[What is required] Lines from the beginning of the data below through the one containing "In #2829 we're" are to be printed exactly as they appear.

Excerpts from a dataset
PR #2830, opened 2019-07-09
Prototype: Execute query locally if shards are local

marcocitus:
In #2829 we're delegating function calls to worker nodes, but we're still making connections to localhost. incurring the overhead of another backend and significantly lowering the achievable concurrency and throughput.

This PR plans and executes tasks that are local to the current node via the regular planner after rewriting the query tree to have shard names instead of table names (without re-parsing the query). This needs to happen after initial function evaluation (to do shard pruning) and locking. 

Currently the local tasks are executed prior to running `AdaptiveExecutor`. Strictly speaking they should be executed during `AdaptiveExecutor` to preserve execution order to avoid deadlock in multi-row inserts. On the other hand, we do not strictly enforce deadlock prevention in MX for multi-shard UPDATE/DELETE either and deadlocks in multi-row insert should be rare.

Pushing this branch mainly to do some benchmarks alongside #2829 and opening the PR for information sharing purposes.

### DIFF
--- a/src/backend/distributed/commands/multi_copy.c
+++ b/src/backend/distributed/commands/multi_copy.c
@@ -345,6 +345,7 @@ CitusCopyFrom(CopyStmt *copyStatement, char *completionTag)
 	}
 
 	XactModificationLevel = XACT_MODIFICATION_DATA;
+	LocalTaskExecutionLevel = LOCAL_EXECUTION_DISALLOWED;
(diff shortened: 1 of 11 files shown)


onderkalaci:
Should we close this since #2938 merged?

marcocitus:
Superseded by #2938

[Response to the exercise]
PR #2830, opened 2019-07-09
Prototype: Execute query locally if shards are local

marcocitus:
In #2829 we're delegating function calls to worker nodes, but we're still making connections to localhost. incurring the overhead of another backend and significantly lowering the achievable concurrency and throughput.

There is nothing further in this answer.